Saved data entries
PR #159, opened 2021-09-12
[qt] Improve CMake setup

ntadej:
I collected all CMake updates to make `maplibre-gl-native` build with Qt on all platforms that I want to support (macOS, Windows, Linux, Android, iOS).
 - ensure consistent MSVC compile flags
 - proper CMake logging
 - update (seemingly unused) iOS toolchain file
 - add versioning support to the Qt build
 - add static build option
 - add option to build only library (without tests and demo app)
 - add options to choose internal sqlite or ICU libraries (on platforms where supported)
 - macOS framework support
 - add installation target


ntadej:
I don't see how the iOS issue could be related...

PR #172, opened 2021-10-16
add missing include 

nunojpg:
to fix error: ‘exception_ptr’ in namespace ‘std' does not name a type


roblabs:
@nunojpg — What build error does this fix?  Is it for QT?

Looks like the GitHub workflow for iOS-ci on this commit failed for UI Tests.  Android & macOS both passed.

nunojpg:
@roblabs yes, QT with gcc 11.2. GCC probably removed some internal header dependency, so this used header had to be explicitly included.

PR #173, opened 2021-10-16
restore Qt5 compatibility

nunojpg:
OpenGLWidgets only exists in Qt6, in Qt5 is enough to include OpenGL


ntadej:
Should already be fixed (and improved) in #159.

[YOUR INSTRUCTIONS]: Print all of the entries exactly as they appear.

[REPLY TO THE TASK]:
PR #159, opened 2021-09-12
[qt] Improve CMake setup

ntadej:
I collected all CMake updates to make `maplibre-gl-native` build with Qt on all platforms that I want to support (macOS, Windows, Linux, Android, iOS).
 - ensure consistent MSVC compile flags
 - proper CMake logging
 - update (seemingly unused) iOS toolchain file
 - add versioning support to the Qt build
 - add static build option
 - add option to build only library (without tests and demo app)
 - add options to choose internal sqlite or ICU libraries (on platforms where supported)
 - macOS framework support
 - add installation target


ntadej:
I don't see how the iOS issue could be related...

PR #172, opened 2021-10-16
add missing include 

nunojpg:
to fix error: ‘exception_ptr’ in namespace ‘std' does not name a type


roblabs:
@nunojpg — What build error does this fix?  Is it for QT?

Looks like the GitHub workflow for iOS-ci on this commit failed for UI Tests.  Android & macOS both passed.

nunojpg:
@roblabs yes, QT with gcc 11.2. GCC probably removed some internal header dependency, so this used header had to be explicitly included.

PR #173, opened 2021-10-16
restore Qt5 compatibility

nunojpg:
OpenGLWidgets only exists in Qt6, in Qt5 is enough to include OpenGL


ntadej:
Should already be fixed (and improved) in #159.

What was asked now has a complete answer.